### YOUR INSTRUCTIONS
Copy the result of filtering the entries below for lines that include the string "clap".

= Beginning of Section =

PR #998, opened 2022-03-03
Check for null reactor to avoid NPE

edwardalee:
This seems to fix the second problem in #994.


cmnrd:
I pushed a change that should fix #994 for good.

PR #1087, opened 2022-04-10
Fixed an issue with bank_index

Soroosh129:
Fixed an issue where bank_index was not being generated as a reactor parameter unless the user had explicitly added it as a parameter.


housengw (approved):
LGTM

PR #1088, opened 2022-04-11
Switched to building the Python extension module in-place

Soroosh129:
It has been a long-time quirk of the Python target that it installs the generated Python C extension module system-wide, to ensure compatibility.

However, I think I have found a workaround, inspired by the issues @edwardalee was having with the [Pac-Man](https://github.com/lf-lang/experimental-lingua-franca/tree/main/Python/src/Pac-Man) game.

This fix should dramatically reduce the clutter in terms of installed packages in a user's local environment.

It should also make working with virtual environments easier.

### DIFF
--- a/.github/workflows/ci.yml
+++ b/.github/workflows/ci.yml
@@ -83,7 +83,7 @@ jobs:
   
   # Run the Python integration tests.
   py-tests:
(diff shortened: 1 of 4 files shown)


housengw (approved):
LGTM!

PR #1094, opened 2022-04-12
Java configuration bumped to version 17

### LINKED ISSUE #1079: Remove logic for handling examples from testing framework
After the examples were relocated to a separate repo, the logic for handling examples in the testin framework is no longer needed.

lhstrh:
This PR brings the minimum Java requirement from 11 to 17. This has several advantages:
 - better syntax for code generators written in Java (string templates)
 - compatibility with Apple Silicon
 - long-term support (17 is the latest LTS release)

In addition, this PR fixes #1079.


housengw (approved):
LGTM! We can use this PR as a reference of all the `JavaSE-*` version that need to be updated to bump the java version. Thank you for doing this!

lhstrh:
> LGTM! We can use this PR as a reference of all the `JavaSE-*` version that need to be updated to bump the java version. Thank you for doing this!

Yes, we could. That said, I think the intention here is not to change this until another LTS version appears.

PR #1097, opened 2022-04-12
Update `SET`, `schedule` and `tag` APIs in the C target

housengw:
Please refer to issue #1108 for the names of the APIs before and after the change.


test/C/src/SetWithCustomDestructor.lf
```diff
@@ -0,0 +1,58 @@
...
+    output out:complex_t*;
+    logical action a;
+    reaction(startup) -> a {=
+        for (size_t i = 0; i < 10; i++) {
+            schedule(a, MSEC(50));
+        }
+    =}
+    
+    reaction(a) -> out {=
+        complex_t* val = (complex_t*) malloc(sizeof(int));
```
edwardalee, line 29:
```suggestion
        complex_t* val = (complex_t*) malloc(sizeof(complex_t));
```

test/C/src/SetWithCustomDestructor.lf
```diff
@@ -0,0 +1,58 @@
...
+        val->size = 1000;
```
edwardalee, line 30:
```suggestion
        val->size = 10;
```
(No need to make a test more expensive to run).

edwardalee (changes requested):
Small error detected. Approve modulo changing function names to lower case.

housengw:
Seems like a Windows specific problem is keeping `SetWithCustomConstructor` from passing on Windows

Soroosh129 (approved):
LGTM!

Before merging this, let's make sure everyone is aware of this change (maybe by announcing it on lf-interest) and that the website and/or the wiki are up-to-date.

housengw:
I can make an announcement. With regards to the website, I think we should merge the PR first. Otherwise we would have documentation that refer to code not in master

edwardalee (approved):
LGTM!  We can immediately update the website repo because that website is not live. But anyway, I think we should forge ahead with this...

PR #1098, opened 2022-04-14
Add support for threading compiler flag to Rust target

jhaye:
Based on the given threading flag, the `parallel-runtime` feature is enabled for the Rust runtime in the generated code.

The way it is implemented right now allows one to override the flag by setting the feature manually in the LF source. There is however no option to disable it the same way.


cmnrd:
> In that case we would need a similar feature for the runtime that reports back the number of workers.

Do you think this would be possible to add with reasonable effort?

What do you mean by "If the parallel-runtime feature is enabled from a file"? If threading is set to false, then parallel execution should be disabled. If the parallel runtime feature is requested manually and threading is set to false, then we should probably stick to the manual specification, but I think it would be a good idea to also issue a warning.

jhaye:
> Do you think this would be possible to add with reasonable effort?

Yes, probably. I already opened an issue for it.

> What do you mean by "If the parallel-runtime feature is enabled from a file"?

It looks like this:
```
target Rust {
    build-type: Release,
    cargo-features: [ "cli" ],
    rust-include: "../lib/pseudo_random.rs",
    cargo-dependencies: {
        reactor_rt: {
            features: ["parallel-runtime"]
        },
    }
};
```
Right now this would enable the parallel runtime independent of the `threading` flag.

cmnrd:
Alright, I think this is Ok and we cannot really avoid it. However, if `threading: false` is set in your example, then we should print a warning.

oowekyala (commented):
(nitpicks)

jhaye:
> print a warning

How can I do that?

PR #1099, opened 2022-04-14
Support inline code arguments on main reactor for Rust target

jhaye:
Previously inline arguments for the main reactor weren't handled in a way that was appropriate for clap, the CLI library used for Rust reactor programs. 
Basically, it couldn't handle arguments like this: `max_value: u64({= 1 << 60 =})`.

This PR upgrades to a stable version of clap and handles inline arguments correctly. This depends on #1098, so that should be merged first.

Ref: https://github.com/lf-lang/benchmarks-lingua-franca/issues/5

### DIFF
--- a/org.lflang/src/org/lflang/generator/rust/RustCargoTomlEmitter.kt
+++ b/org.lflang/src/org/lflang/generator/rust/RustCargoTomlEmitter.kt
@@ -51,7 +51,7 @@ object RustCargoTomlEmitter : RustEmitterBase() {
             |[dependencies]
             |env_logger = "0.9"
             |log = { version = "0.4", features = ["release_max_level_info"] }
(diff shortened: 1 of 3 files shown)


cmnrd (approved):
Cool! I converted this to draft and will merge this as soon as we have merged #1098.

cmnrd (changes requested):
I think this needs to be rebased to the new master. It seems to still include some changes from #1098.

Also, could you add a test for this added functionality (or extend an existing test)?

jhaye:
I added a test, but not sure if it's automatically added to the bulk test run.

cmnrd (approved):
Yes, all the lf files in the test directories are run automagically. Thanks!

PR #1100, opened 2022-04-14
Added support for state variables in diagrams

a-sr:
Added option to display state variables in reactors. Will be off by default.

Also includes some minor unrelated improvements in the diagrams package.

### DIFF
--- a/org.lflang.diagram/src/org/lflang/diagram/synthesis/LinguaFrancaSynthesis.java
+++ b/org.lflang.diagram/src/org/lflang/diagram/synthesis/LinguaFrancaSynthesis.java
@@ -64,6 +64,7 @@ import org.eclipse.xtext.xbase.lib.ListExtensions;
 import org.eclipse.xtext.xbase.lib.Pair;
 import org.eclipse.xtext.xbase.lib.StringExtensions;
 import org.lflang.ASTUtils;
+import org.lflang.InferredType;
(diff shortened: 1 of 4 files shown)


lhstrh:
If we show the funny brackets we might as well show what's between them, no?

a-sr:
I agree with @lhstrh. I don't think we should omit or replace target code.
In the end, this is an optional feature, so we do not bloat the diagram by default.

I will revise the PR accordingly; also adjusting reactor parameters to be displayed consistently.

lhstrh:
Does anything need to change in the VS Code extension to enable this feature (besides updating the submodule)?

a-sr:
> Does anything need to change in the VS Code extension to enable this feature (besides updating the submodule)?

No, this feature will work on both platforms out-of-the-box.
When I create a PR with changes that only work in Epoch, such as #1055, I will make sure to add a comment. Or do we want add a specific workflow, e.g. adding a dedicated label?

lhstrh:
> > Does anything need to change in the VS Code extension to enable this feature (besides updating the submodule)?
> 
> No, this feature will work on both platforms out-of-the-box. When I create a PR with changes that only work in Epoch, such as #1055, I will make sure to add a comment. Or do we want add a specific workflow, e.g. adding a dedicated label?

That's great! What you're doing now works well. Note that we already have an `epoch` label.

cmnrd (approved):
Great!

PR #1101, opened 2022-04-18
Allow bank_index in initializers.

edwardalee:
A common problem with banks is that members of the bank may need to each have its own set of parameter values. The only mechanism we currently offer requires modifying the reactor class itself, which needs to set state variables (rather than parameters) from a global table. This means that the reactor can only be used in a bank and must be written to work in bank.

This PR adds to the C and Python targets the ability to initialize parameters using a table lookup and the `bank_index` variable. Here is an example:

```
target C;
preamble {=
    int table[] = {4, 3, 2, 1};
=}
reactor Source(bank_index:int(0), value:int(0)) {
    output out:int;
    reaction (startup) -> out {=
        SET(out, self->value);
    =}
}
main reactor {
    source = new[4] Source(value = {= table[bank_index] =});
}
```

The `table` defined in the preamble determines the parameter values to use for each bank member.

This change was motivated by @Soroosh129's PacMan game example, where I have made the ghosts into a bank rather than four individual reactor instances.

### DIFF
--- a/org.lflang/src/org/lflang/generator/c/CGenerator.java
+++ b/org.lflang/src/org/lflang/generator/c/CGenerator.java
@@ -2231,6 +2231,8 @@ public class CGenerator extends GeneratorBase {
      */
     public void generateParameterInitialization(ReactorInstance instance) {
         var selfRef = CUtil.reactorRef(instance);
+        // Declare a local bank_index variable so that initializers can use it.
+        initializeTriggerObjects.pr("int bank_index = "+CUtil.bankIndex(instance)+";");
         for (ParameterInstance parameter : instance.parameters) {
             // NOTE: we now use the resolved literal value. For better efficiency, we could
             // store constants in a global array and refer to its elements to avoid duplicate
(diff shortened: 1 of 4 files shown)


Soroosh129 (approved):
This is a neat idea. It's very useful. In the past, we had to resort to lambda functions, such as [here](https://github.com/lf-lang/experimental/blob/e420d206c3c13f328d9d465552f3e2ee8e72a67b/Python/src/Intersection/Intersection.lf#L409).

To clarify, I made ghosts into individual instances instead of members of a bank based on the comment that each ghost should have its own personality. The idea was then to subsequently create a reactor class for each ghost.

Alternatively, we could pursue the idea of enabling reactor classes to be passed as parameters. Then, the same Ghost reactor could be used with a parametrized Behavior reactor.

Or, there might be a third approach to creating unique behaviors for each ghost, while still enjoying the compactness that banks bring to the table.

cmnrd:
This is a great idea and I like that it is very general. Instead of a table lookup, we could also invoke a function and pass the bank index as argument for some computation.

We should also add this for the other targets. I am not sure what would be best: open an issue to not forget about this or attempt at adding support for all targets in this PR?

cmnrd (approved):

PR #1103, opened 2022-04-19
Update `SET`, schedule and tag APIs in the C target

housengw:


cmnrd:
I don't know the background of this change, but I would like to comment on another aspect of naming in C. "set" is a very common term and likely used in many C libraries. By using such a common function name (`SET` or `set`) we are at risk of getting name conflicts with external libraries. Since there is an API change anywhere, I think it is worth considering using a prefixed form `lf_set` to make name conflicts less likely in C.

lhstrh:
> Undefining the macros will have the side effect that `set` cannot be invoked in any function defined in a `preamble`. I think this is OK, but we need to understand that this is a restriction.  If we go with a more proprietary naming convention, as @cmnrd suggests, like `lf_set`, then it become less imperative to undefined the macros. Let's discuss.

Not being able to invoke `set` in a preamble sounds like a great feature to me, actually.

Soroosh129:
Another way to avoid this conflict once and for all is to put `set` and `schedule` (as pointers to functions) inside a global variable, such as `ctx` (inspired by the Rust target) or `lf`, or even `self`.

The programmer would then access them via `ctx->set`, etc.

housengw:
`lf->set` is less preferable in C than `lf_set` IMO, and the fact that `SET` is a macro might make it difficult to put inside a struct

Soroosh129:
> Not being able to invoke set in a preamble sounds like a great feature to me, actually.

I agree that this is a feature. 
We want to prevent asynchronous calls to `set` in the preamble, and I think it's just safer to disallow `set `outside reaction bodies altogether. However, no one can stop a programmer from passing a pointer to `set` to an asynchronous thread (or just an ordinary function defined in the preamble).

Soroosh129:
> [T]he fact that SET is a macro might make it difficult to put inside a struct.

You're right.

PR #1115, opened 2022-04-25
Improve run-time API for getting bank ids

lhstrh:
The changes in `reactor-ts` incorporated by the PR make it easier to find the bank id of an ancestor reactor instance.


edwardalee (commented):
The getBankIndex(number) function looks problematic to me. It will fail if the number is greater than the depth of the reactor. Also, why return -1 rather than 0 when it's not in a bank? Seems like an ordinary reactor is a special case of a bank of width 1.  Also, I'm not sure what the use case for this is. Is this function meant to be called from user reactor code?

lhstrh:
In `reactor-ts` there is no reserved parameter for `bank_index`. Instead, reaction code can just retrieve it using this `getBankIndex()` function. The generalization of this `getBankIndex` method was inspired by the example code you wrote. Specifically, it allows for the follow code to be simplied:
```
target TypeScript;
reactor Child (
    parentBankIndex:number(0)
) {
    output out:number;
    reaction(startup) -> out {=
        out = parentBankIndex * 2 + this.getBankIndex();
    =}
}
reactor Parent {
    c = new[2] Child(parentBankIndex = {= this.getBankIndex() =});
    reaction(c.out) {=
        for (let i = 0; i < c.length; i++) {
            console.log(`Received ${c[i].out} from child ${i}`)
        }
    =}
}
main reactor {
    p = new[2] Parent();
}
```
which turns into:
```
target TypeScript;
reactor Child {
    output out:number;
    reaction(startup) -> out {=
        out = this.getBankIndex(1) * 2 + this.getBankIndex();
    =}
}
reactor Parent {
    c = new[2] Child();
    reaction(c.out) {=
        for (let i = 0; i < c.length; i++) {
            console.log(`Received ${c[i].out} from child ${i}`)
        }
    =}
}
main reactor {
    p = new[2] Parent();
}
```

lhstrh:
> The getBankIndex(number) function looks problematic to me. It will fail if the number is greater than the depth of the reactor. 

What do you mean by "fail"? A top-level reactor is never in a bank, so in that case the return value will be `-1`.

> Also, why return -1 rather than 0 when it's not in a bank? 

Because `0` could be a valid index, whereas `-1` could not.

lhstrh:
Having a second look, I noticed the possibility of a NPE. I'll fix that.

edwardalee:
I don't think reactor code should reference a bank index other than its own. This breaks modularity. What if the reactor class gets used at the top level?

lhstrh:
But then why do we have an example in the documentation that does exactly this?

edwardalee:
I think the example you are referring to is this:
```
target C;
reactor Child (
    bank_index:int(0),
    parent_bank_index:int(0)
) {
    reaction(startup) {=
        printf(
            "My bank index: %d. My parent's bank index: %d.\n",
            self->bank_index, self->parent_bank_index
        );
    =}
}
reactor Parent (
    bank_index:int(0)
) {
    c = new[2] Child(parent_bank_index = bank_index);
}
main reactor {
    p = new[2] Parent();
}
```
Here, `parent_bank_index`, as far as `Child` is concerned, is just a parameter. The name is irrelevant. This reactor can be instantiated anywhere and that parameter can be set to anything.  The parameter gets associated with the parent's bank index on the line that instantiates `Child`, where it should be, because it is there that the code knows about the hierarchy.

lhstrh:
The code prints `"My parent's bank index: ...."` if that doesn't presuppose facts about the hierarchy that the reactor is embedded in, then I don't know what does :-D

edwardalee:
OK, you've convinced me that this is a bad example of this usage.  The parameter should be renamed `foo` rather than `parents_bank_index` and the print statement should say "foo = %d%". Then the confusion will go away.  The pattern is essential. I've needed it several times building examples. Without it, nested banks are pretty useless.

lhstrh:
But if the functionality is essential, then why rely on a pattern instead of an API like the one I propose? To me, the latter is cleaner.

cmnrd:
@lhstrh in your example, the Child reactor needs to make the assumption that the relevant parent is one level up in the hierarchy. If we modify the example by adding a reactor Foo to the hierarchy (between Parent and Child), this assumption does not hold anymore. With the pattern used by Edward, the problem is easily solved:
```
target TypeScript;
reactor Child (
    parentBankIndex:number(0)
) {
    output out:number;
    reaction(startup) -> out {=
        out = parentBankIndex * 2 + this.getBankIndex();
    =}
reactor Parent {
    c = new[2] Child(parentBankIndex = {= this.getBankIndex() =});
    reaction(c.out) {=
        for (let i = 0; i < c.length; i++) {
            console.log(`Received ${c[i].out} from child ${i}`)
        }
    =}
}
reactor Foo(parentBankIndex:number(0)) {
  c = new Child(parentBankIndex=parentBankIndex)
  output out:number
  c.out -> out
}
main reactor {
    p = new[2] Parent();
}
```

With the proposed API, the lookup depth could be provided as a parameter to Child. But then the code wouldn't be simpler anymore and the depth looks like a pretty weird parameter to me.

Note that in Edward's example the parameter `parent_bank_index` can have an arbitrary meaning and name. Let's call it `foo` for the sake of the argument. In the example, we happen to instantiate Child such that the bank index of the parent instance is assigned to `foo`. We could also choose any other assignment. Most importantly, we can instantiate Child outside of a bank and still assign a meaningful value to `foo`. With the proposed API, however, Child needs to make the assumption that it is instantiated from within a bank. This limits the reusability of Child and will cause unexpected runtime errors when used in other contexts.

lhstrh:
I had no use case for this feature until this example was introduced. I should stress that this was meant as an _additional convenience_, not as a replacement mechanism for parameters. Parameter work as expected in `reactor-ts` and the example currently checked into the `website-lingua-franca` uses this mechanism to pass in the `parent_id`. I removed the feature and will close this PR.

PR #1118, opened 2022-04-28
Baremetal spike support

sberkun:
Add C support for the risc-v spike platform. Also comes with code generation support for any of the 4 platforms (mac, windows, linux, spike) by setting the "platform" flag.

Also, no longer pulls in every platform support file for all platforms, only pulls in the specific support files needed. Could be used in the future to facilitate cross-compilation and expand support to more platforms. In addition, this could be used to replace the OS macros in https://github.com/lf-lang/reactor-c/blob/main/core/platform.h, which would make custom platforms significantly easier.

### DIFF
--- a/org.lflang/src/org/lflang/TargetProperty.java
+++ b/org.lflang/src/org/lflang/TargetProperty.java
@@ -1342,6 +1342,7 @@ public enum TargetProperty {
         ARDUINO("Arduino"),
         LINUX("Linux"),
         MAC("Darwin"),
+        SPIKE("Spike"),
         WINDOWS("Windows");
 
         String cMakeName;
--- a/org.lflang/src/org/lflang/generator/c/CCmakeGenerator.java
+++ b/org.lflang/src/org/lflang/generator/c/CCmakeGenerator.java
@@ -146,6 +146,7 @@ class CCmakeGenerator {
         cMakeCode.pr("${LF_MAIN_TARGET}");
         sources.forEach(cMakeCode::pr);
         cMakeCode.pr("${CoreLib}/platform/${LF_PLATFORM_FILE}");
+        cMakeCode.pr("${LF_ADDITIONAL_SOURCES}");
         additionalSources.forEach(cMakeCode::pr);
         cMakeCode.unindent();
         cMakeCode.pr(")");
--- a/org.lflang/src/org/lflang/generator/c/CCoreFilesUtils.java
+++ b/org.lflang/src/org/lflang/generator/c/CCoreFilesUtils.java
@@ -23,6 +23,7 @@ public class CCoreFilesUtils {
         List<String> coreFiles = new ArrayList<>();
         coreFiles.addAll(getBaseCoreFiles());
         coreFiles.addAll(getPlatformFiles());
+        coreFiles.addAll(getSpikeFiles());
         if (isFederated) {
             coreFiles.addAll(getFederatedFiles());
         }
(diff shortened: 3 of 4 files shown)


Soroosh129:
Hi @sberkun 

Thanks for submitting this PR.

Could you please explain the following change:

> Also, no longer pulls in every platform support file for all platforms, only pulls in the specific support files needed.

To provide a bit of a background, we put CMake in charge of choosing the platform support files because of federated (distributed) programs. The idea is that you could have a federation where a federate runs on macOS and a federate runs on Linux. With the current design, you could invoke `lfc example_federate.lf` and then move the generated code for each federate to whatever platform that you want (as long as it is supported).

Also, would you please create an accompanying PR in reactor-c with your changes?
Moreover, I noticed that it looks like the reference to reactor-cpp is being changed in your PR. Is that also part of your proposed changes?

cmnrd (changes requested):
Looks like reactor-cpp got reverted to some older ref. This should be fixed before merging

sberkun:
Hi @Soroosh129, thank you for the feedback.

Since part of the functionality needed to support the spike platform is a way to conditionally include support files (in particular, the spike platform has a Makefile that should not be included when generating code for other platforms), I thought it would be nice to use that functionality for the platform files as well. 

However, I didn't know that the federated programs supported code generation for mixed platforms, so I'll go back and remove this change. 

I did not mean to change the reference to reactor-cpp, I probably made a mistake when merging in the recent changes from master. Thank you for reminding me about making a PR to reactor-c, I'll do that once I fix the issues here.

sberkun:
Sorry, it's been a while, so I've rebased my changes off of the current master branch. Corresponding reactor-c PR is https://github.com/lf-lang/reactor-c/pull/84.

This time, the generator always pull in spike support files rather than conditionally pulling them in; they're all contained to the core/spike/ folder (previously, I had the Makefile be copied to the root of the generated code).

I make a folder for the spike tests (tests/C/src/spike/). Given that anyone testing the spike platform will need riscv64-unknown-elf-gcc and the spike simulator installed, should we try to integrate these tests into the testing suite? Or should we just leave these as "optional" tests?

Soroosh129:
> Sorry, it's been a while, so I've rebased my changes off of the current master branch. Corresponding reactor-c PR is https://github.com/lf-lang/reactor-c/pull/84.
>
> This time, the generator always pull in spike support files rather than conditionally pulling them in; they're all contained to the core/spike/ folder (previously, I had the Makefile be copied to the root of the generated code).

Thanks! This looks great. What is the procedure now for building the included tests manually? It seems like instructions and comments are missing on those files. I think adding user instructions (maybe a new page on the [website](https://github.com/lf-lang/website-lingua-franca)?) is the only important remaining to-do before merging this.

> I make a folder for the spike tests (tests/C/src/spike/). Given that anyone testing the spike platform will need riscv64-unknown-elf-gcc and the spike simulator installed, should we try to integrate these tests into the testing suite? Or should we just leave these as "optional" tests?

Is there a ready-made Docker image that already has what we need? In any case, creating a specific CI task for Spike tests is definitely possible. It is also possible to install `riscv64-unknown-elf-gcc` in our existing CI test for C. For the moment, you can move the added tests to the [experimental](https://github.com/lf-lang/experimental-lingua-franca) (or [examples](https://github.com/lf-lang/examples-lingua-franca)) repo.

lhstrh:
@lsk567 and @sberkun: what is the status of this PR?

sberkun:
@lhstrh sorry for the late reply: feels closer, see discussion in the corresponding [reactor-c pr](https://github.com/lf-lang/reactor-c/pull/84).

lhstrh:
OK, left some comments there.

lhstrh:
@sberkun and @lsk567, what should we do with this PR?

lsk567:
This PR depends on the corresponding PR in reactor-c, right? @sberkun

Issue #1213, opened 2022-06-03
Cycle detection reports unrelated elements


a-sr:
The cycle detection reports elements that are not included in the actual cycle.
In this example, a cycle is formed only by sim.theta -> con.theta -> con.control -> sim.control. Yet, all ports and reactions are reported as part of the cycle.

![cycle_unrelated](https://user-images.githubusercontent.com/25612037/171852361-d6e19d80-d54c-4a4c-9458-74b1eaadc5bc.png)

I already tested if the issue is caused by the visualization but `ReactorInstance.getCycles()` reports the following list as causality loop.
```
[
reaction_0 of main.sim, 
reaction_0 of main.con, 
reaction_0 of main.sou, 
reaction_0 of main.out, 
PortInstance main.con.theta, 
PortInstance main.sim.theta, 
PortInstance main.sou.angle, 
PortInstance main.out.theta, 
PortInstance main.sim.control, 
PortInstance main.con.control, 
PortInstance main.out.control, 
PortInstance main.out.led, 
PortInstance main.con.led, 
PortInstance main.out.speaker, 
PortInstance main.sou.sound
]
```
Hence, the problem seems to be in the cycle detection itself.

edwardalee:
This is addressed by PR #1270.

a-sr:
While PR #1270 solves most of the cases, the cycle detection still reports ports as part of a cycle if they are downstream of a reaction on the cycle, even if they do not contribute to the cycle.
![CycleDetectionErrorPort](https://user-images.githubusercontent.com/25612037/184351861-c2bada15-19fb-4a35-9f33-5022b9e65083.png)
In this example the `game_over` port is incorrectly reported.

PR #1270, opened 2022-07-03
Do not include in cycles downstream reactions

= End of Section =

### ANSWER TO THE EXERCISE
Previously inline arguments for the main reactor weren't handled in a way that was appropriate for clap, the CLI library used for Rust reactor programs. 
This PR upgrades to a stable version of clap and handles inline arguments correctly. This depends on #1098, so that should be merged first.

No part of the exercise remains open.